Little did i realize that the saw at HD had started to become untrue and the areas that were cut hasd a slight curve to it. Ok so for the assembly so far i glued and screwed the 2 side pieces to the front board. 



I forgot that i needed clearance in the back from my filter and stuff (how could i forget?) that the 1x6 board would not work. So off to another local hardware store and i picked up a piece of 1.5 inch wide by .25 thick piece of bar stock steel. I cut it to the length of 37 7/8th. I then drilled 2 holes one above another to be able to attach to the back of the canopy.



This is where a little time and patience pays off,i drilled with a bit just a bit bigger than my wood screws and then nothed the top of the holes with a bigger drill to let the screw head sit flush. I also added from my 1x1s a piece on each side about three inches long to be able to have the canopy hold on to the tank without sliding off. Also i added to the front corners 2 each l brackets to help stabilize the canopy.

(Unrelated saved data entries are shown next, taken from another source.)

PR #333, opened 2020-04-08
Use /statement instead of /statement/overview

Fullstop000:
After https://github.com/pingcap-incubator/tidb-dashboard/pull/301, entering `/statement` will be redirected to `/statement/overview` after mounted but this does not affect the later routing to `/statement`. This PR fixes this behavior.

### DIFF
--- a/ui/packages/statement/src/RootComponent.tsx
+++ b/ui/packages/statement/src/RootComponent.tsx
@@ -23,7 +23,6 @@ const App = () => {
     curTimeRange: undefined,
   } as SearchOptions)
   const searchContext = { searchOptions, setSearchOptions }
-
   return (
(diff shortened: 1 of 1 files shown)


Fullstop000:
@baurine PTAL

breeswish:
How about changing `/statement/overview` to `/statement`? Then we don't need to redirect any more.

baurine:
> How about changing `/statement/overview` to `/statement`? Then we don't need to redirect any more.

Agree, I thought it too, to keep the same as `/diagnose` and `/diagnose/:id`.

Fullstop000:
@baurine @breeswish done

Fullstop000:
Seems the CI is broken unexpectly :(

After all was attached i wood puttied the screw heads to make it all clean. After all dried i sanded the whole thing with 100 grit to clean the wood, file the putty and make flush any areas. After the 100 i used 220 to smooth it all out and all i can say is that the wood is now so smooth, clean and sexy. Now all that needs to be done is add the lid and lights.



So far my cost is:
1 12 foot 1x6 white pine= $10
box of 1.5 inch wood screws= 6.50
2 bags of L brackets (4 in each bag)= 3 something
6 foot long 1x1 board= $3
.25 thick by 1.5 wide by 48 inches long steel= $13
Had the wood putty and sandpaper
Total so far= $38-40


I will update this thread as i move forward and with pics. I havent figured out how i want to attach the top, i can go the regular lay it on top but i want ot think of any cleaner or different ways.

Also if anyone can chime in on light..., my thoughts are add the lights i have from my 20 gallon canopy which are 
spiral CFL bulbs or do i go with tubes. So start throwing me ideas for lights, but like my canopy i want something that will be a low, inexpensive but effective solution.


----------



## drunkenbeast

You can always buy a shop light..if you are putting a top on the canopy you can hang it from the top its a simple solution except some modifications to protect from moisture may be necessary.

if you are planning on putting on a lid I have to ask how you plan on accessing the tank for feeding/cleaning being as the front is secured and not hinged?
I hope i didnt just put a flaw in your plan or i mis read and you dont plant on putting on a top as you would not notice it anyway. I am going to try to make a canopy myself looking forward to updates on how this goes.


----------



## jeff5347

Hey DB, No i didnt hinge it as i was gonna construct it similar to my 20 gallon canopy. I will have a lid that the ligths will be attached to. The lid will ovep and i have space to put a glass versa top inside to combat the moisture. That is the one thing my 20 doesnt have so i have some moisture in my 20. I re thought what would be a good looking canopy, work good, functional and all. Also for cleaning i will lift the canopy off to acces the tank and get in there. I threw this post onto the General discusion forum of FW. Seems it gets a little more views so my updates will be on the one in the FW general discusion area.


----------



## Donald Hansen

Here's a picture of a hood I built 35 years. The reason it's shaped that way is I wanted the 48 in florescent light to be as far forward as I could get it. That’s so the light would reflect off the fish to the viewer. The top was going to be exposed to the moisture of the tank so I bought a couple of large tubes of silicone and applied 2 coats to the inside of the hood just using my hands to spread it around. That hood lasted 35 years before the moisture got to the wood. You can see the damage to the side of the hood in the picture. If you look at my photo album you will see that hood from different angles. If I were to build a new hood I don’t think I would use such thick plywood. 

BTW You can see how I attached a lfs bought background to a piece of Styrofoam so I could mount it in back of the tank. Works nice plus has a little insulation value.

DLH


----------